Parks were another one of Baugh’s top priorities. She said older areas of Manatee County have plenty of parks, but the northern and eastern parts of the county could use more amenities, such as pickleball courts and skate parks. Baugh said building an aquatic center as part of the expansion around Premier Sports Campus should take place as soon as possible.
“We don’t have a pool for our kids to be able to use for swim practice, for swim meets,” Baugh said.
Another item she would like to see quickly move forward as part of the Premier expansion is Lakewood Ranch’s library. She said people use libraries today for internet access as much as anything, and building one at Premier would benefit people in the eastern stretches of the county, such as Myakka City.
Satcher also listed parks as one of his top three priorities. He would like to see one built between North River Ranch and Parrish and another one near Rye River Road.
“We want to make it where people can have somewhere to go to enjoy this beautiful county and the environment and play and enjoy where they're at,” Satcher said.

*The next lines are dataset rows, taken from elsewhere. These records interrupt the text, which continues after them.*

PR #4070, opened 2016-07-07
Add warning that Marathon doesn't enforce service ports uniqueness

gkleiman:


gkleiman:
Actually... Marathon is inconsistent when it comes to validating service ports uniqueness =(.

It is possible to specify a duplicated service port through the `/v2/apps` endpoints, but not through the `/v2/groups` endpoints.

jdef:
@gkleiman should we create an issue to fix the aforementioned inconsistency problem?

PR #4081, opened 2016-07-11
Bump Mesos dep to 1.0.0-rc2

gkleiman:


aquamatthias:
Some methods have been deprecated.

gkleiman:
@aquamatthias I'll look into this with @jdef's help.

gkleiman:
Mesos v1.1 will ship with https://reviews.apache.org/r/49958/, which should let us use the new non-deprecated method without a workaround

In the meantime I updated the build definition in order to allow calls to deprecated methods.

project/build.scala
```diff
@@ -306,7 +306,7 @@ object Dependency {
     // runtime deps versions
     val Chaos = "0.8.7"
     val Guava = "19.0"
-    val MesosUtils = "1.0.0-rc1"
+    val MesosUtils = "1.0.0-rc2"
```
aquamatthias: Please add a comment here (regarding deprecation) as well, so we get reminded if we change the version here.

aquamatthias:
LGTM

gkleiman:
@aquamatthias done

aquamatthias:
Waiting for tests to pass

PR #4088, opened 2016-07-12
Unified Mesos Containerizer support

bernd-mesos:
Formerly https://github.com/mesosphere/marathon/pull/4023


aquamatthias:
@nfnt Can you work on this based on the comments from @meichstedt

src/main/scala/mesosphere/mesos/TaskBuilder.scala
```diff
@@ -291,15 +286,15 @@ object TaskBuilder {
     val declaredPorts = {
       val containerPorts = for {
         c <- runSpec.container
-        pms <- c.portMappings
+        pms <- c.getPortMappings
```
aquamatthias: Please revert

src/main/scala/mesosphere/marathon/state/Container.scala
```diff
@@ -33,43 +34,43 @@ case class Container(
...
-  /**
-    * Docker-specific container parameters.
-    */
   case class Docker(
+    volumes: Seq[Volume] = Seq.empty,
     image: String = "",
-    network: Option[Mesos.ContainerInfo.DockerInfo.Network] = None,
-    portMappings: Option[Seq[Docker.PortMapping]] = None,
+    network: Option[ContainerInfo.DockerInfo.Network] = None,
+    pms: Seq[Docker.PortMapping] = Seq.empty,
```
aquamatthias: `pms` is bad idea. Validation will report `pms`

src/main/scala/mesosphere/marathon/api/v2/json/Formats.scala
```diff
@@ -765,7 +902,10 @@ trait AppAndGroupFormats {
     * made it optional (also with ip-per-container in mind) and we have to re-add it in cases where it makes sense.
     */
   private[this] def addHealthCheckPortIndexIfNecessary(app: AppDefinition): AppDefinition = {
-    val hasPortMappings = app.container.exists(_.docker.exists(_.portMappings.exists(_.nonEmpty)))
+    val hasPortMappings = app.container.exists(_ match {
+      case docker: Container.Docker => docker.pms.nonEmpty
```
aquamatthias: This should be delegated to the container. E.g. MesosDocker could support this in the future.

src/main/scala/mesosphere/marathon/state/Container.scala
aquamatthias: I guess this should be `Option[Seq[PortMapping]]` here as well.  The TaskBuilder differentiates between None and Seq.empty.

src/main/scala/mesosphere/marathon/state/Container.scala
```diff
@@ -3,25 +3,26 @@ package mesosphere.marathon.state
...
+  def docker(): Option[Container.Docker] = {
+    this match {
+      case docker: Container.Docker => Some(docker)
+      case _ => None
+    }
+  }
 
-  def portMappings: Option[Seq[Docker.PortMapping]] = {
-    import Mesos.ContainerInfo.DockerInfo.Network
+  def portMappings: Option[Seq[Container.Docker.PortMapping]] = {
```
aquamatthias: Should be overriden in Docker. If you want to provide a default implementation for all other Containers, use `None` here.

src/main/scala/mesosphere/marathon/state/Container.scala
```diff
@@ -33,43 +34,43 @@ case class Container(
...
 
     def withDefaultPortMappings(
+      volumes: Seq[Volume],
       image: String = "",
-      network: Option[Mesos.ContainerInfo.DockerInfo.Network] = None,
+      network: Option[ContainerInfo.DockerInfo.Network] = None,
       portMappings: Option[Seq[Docker.PortMapping]] = None,
-      privileged: Boolean = false,
-      parameters: Seq[Parameter] = Nil,
+      privileged: Option[Boolean] = None,
```
aquamatthias: why is this an Option? (options as arguments are usually an anti pattern)

src/main/scala/mesosphere/marathon/state/Container.scala
```diff
@@ -33,43 +34,43 @@ case class Container(
...
+      parameters: Option[Seq[Parameter]] = None,
```
aquamatthias: why is this an Option? (options as arguments are usually an anti pattern)

src/main/scala/mesosphere/marathon/state/Container.scala
```diff
@@ -33,43 +34,43 @@ case class Container(
...
+        case Some(networkMode) if networkMode == ContainerInfo.DockerInfo.Network.BRIDGE =>
           portMappings.map(_.map { m =>
             m match {
               // backwards compat: when in BRIDGE mode, missing host ports default to zero
               case PortMapping(x, None, y, z, w, a) => PortMapping(x, Some(PortMapping.HostPortDefault), y, z, w, a)
               case _ => m
             }
-          })
-        case _ => portMappings
+          }).getOrElse(Seq.empty)
```
aquamatthias: I think the getOrElse is just wrong here.

src/main/scala/mesosphere/marathon/state/Container.scala
```diff
@@ -108,54 +109,82 @@ object Container {
...
+      def validForDocker(docker: Docker): Validator[Seq[PortMapping]] = validator[Seq[PortMapping]] { pm =>
+        pm is every(valid(PortMapping.networkHostPortValidator(docker)))
       }
     }
 
-    implicit val dockerValidator = validator[Docker] { docker =>
+    val validDockerContainer = validator[Docker] { docker =>
       docker.image is notEmpty
-      docker.portMappings is optional(PortMappings.portMappingsValidator and PortMappings.validForDocker(docker))
+      docker.pms is PortMapping.portMappingsValidator and PortMapping.validForDocker(docker)
```
aquamatthias: The user provides `portMappings` but the validation will return `pms`...

src/main/scala/mesosphere/marathon/tasks/PortsMatcher.scala
```diff
@@ -44,9 +44,8 @@ class PortsMatcher(
     val portMappings: Option[Seq[Container.Docker.PortMapping]] =
       for {
         c <- runSpec.container
-        d <- c.docker
-        pms <- d.portMappings if pms.nonEmpty
-      } yield pms
+        d <- c.docker if !d.pms.isEmpty
```
aquamatthias: `c.portMappings`?

src/main/scala/mesosphere/mesos/TaskBuilder.scala
```diff
@@ -208,15 +208,16 @@ class TaskBuilder(
...
+    } else {
       val builder = ContainerInfo.newBuilder
 
       // Fill in Docker container details if necessary
       runSpec.container.foreach { c =>
-        val portMappings = c.docker.map { d =>
-          d.portMappings.map { pms =>
-            pms.zip(hostPorts).collect {
+        val containerWithPortMappings = c match {
+          case docker: Container.Docker => docker.copy(pms =
```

Kruse would like to see the county take a look at moving forward on a countywide trail system, a project that Parks and Natural Resources Director Charlie Hunsicker has been working on for 25 years. Kruse said the only trails in the county that aren’t located within a preserve are the ones built in Lakewood Ranch by Schroeder-Manatee Ranch.
Baugh and Whitmore said they also wanted to focus on the issue of red tide. Baugh said the only things the county can do at this point are keep the beaches clean and try to round up dead fish before they reach the shore. Whitmore said another reason to remove dead fish as soon as possible is to prevent them from sinking to the bottom of the ocean, decaying and killing sea grass, which can disrupt the ecosystem.
With COVID-19 once again rising in Manatee County thanks in part to the more infectious delta variant, Whitmore said keeping citizens safe from the virus is one of her top priorities. She said people are capable of making their own decisions, but she at least wants the county to work on making sure everyone has as much information as possible.